The development of PVR is accompanied by complex changes of the gene expression in the neural retina, with an upregulation of genes that support cell proliferation, cell signaling, cell motility, and extracellular matrix remodeling. HB-EGF is one of the factors that are significantly upregulated in PVR retinas. HB-EGF expression in fibroproliferative tissue and its stimulatory effect on glial cell proliferation, chemotaxis, and VEGF secretion suggest that HB-EGF may be a factor mediating glial cell responses during PVR.
比较对照尸检视网膜与增殖性玻璃体视网膜病变(PVR)患者视网膜的基因表达模式,确定纤维增殖膜中神经胶质细胞对肝素结合表皮生长因子样生长因子(HB-EGF)的表达,并研究人 Müller 细胞系 MIO-M1 的细胞是否对 HB-EGF 产生增殖、迁移及分泌血管内皮生长因子(VEGF)的反应。
为鉴定在 PVR 和对照视网膜中差异表达的基因,通过将标记的 cRNA 探针与 Affymetrix 人类基因组微阵列杂交,分析了 7 名尸检供体和 2 例 PVR 患者神经视网膜的 RNA 差异基因表达。通过实时 PCR 实验对 6 个尸检视网膜和 4 个 PVR 视网膜的 RNA 进行检测,验证结果。对视网膜前 PVR 膜进行免疫组织化学染色,以检测 HB-EGF 与神经胶质细胞标志物胶质纤维酸性蛋白(GFAP)的共定位。通过溴脱氧尿苷免疫测定法研究 HB-EGF 诱导培养的 Müller 细胞增殖,用迁移试验评估趋化性,并用 ELISA 评估 VEGF 的释放。

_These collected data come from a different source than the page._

PR #1082, opened 2026-07-13
Expose resolved layout in page.data when it comes from defaults

### LINKED ISSUE #1080: Expose collection-level layout in page.data.layout
When a collection defines a default layout via application.properties (e.g. `site.collections.guides.layout=guides`), Roq correctly uses that layout for rendering, but the value is not available via page.data.layout in templates. `page.data.layout` is only populated when a page explicitly declares `layout:` in its own frontmatter.
    
This matters for templates that need to vary behavior based on which layout a page uses. For example,  the `<body>` CSS class could be wrong. In quarkus.io guide pages render `<body 
  class="base">` instead of `<body class="guides">`, which breaks `body.guides 
  div.guide { ... }` CSS rules (TOC sidebar, text colors, padding, mobile
  word-wrap). 

This may affects other default-ed properties, so the fix should be generic.

holly-cummins:
Resolves https://github.com/quarkiverse/quarkus-roq/issues/1080

When a collection defines a default layout via config (e.g. site.collections.guides.layout=guide), the layout was used for rendering but page.data.layout returned null because only frontmatter-declared values were in the data JsonObject. Now processTemplate writes the resolved layout key back into data when neither layout nor theme-layout is present in frontmatter. 

I wondered if other defaults would need to be handled in the same way (or if the solution should be generic), but Claude says not: 

 Looking at the other ConfiguredCollection properties:
  - enabled — controls whether the collection is active, not a page property
  - hidden — controls whether pages are served on a path, not page-level data
  - future — controls visibility of future-dated posts, not page-level data
  - fromData — collection config plumbing, not page data

  The only other candidate is link, but it's a URL pattern template rather than a semantic
  property templates would query. Templates use page.url for the resolved URL. I don't think
  page.data.link returning the pattern template (/:collection/:slug/) would be useful —
  it's more of an internal routing concern.

  So layout is the only property that matters here. The issue mentions "other default-ed
  properties" as a possibility, but looking at the actual config, layout is the only one
  that's both a user-facing semantic property and has a collection/page-level default that
  templates would want to inspect.

### DIFF
--- a/roq-frontmatter/deployment/src/main/java/io/quarkiverse/roq/frontmatter/deployment/util/RoqFrontMatterAssembleUtils.java
+++ b/roq-frontmatter/deployment/src/main/java/io/quarkiverse/roq/frontmatter/deployment/util/RoqFrontMatterAssembleUtils.java
@@ -60,6 +60,10 @@ public final class RoqFrontMatterAssembleUtils {
         Optional<String> sourceTheme = extractSourceTheme(isThemeLayout, metadata.templateId());
         String layoutId = availableLayouts.resolveLayoutId(config.theme(), sourceTheme, layoutRef);
 
+        if (layoutId != null && !data.containsKey(LAYOUT) && !data.containsKey(THEME_LAYOUT)) {
+            data.put(LAYOUT, RoqFrontMatterLayoutUtils.getLayoutKey(config.theme(), layoutId));
+        }
+
         for (RoqFrontMatterDataModificationBuildItem modification : dataModifications) {
             data = modification.modifier()
                     .modify(new RoqFrontMatterDataModificationBuildItem.SourceData(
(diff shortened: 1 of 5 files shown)


jtama (approved):
Looks good to me, though we did add in the contributing guidelines that there must to be any `co-authored by <add your llm here>`.

Once it's commited, it's all yours.

holly-cummins:
> Looks good to me, though we did add in the contributing guidelines that there must to be any `co-authored by <add your llm here>`.
> 
> Once it's commited, it's all yours.

Oh rats, I'd noticed that and had been carefully reviewing and updating commits to make sure there were no co-authored. Will fix!

holly-cummins:
Attribution on commit fixed.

在研究的 12600 个基因和表达序列标签中,与对照视网膜相比,PVR 患者视网膜中有 80 个基因表达水平升高,21 个基因表达水平降低。上调信号包括与核和细胞周期相关蛋白、细胞外分泌蛋白、胞质信号蛋白以及膜和细胞外基质蛋白相关的基因。发现肝细胞生长因子和 HB-EGF 的基因在 PVR 视网膜中表达,但在对照视网膜中不表达。在 PVR 患者的视网膜前膜中,HB-EGF 免疫反应性与 GFAP 部分共定位。在培养的 Müller 细胞中,HB-EGF 通过激活细胞外信号调节激酶 1 和 2 以及磷脂酰肌醇-3 激酶,刺激增殖和趋化性以及 VEGF 的分泌。
PVR 的发展伴随着神经视网膜基因表达的复杂变化,支持细胞增殖、细胞信号传导、细胞运动和细胞外基质重塑的基因上调。HB-EGF 是 PVR 视网膜中显著上调的因子之一。HB-EGF 在纤维增殖组织中的表达及其对神经胶质细胞增殖、趋化性和 VEGF 分泌的刺激作用表明,HB-EGF 可能是 PVR 期间介导神经胶质细胞反应的一个因子。